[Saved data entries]
○ ○ ○ ○
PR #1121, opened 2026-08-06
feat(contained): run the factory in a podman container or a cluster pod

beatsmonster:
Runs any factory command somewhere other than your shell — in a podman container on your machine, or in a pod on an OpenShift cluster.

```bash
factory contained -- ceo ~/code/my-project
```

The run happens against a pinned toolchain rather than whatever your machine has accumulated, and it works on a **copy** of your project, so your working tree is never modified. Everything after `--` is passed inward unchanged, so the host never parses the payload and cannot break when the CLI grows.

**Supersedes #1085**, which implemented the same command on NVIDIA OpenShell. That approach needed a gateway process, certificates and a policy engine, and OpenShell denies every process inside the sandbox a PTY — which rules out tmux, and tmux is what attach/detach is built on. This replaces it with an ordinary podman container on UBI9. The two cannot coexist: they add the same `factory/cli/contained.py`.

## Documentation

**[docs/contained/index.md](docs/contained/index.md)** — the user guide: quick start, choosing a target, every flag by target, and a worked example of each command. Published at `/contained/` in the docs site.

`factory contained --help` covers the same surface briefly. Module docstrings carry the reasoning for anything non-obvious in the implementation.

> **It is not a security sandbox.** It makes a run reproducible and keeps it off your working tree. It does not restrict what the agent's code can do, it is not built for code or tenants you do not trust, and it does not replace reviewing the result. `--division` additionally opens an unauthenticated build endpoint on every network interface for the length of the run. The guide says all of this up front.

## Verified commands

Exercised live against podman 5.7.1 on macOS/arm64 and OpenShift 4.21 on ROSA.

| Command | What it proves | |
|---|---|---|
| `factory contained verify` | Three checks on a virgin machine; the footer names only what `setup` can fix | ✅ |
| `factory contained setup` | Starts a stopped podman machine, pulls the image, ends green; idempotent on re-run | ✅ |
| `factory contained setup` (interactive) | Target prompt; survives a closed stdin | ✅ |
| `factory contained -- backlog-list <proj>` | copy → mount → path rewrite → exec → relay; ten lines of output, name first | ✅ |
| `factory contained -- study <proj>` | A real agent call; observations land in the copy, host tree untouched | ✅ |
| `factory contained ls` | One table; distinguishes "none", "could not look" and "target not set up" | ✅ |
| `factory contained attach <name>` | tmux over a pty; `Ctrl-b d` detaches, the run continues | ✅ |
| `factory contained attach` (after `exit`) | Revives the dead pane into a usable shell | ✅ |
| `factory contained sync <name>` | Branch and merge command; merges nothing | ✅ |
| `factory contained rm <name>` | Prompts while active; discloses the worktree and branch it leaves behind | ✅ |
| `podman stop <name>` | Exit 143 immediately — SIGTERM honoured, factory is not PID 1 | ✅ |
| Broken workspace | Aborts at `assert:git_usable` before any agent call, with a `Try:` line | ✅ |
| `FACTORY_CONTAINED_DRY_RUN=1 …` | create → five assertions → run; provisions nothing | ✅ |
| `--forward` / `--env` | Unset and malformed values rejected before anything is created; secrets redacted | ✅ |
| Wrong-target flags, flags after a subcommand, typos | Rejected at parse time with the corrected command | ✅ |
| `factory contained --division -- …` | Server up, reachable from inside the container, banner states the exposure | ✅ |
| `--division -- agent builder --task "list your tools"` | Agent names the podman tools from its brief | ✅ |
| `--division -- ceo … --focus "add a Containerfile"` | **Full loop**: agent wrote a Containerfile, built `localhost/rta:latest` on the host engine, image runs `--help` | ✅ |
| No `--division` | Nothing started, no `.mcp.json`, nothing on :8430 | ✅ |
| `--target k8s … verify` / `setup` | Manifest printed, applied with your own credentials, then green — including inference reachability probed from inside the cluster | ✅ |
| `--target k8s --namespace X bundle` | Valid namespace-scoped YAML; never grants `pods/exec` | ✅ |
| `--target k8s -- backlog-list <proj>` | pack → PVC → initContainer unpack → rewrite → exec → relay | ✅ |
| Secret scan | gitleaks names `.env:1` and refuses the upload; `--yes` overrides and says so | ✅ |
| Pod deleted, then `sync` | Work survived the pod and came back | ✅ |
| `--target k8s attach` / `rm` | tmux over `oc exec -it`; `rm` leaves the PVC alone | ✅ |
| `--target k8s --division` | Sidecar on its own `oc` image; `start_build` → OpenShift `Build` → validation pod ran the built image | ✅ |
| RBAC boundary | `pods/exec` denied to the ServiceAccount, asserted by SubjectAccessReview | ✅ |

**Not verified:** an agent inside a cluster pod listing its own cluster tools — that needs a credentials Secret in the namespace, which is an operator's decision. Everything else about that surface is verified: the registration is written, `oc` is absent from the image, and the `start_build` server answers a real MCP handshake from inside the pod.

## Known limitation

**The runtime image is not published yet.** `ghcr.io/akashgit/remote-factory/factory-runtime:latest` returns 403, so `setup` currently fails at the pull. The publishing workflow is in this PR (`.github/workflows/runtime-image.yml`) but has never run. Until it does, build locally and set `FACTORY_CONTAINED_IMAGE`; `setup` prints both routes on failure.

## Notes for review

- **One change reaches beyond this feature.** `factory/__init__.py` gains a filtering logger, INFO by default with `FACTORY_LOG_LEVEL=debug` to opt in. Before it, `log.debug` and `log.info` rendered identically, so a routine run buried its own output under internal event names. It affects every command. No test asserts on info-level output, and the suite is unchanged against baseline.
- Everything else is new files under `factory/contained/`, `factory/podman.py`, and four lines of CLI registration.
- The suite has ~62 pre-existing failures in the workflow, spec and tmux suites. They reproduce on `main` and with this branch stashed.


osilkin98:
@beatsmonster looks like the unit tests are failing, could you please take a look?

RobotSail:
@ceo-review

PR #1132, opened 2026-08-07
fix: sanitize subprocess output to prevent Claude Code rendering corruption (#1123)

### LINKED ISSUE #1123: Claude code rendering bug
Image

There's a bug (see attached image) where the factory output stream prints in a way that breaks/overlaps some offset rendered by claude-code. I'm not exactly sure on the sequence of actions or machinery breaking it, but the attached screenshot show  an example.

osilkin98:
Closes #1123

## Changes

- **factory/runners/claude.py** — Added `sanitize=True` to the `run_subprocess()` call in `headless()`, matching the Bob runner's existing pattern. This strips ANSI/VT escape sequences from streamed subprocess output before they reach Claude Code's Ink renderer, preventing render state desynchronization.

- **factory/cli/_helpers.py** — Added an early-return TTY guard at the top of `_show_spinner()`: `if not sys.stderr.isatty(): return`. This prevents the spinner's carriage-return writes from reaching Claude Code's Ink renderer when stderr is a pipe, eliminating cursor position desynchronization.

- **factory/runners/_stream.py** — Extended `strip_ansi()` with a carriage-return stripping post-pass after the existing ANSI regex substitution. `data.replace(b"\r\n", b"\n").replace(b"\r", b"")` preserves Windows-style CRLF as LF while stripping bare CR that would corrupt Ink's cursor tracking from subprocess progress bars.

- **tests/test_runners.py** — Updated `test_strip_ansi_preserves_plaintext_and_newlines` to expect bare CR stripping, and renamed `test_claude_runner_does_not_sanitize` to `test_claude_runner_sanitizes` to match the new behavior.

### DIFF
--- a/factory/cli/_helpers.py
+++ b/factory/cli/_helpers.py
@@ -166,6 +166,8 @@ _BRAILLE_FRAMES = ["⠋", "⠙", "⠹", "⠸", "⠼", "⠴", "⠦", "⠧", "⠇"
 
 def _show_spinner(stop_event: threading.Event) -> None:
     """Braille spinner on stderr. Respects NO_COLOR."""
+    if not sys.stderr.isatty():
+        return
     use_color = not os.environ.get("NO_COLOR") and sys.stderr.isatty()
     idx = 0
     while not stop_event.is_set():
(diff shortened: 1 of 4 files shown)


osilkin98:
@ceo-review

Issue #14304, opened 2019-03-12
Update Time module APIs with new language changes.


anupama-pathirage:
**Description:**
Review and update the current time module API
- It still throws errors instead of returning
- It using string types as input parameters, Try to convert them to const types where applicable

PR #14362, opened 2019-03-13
○ ○ ○ ○
◆ WHAT THE TASK REQUIRES: Begin with the first line of the data above and, please, print each line exactly until you have printed the line containing "The run happens"; print nothing else.

◆ OUTPUT OF THE TASK:
PR #1121, opened 2026-08-06
feat(contained): run the factory in a podman container or a cluster pod

beatsmonster:
Runs any factory command somewhere other than your shell — in a podman container on your machine, or in a pod on an OpenShift cluster.

```bash
factory contained -- ceo ~/code/my-project
```

The run happens against a pinned toolchain rather than whatever your machine has accumulated, and it works on a **copy** of your project, so your working tree is never modified. Everything after `--` is passed inward unchanged, so the host never parses the payload and cannot break when the CLI grows.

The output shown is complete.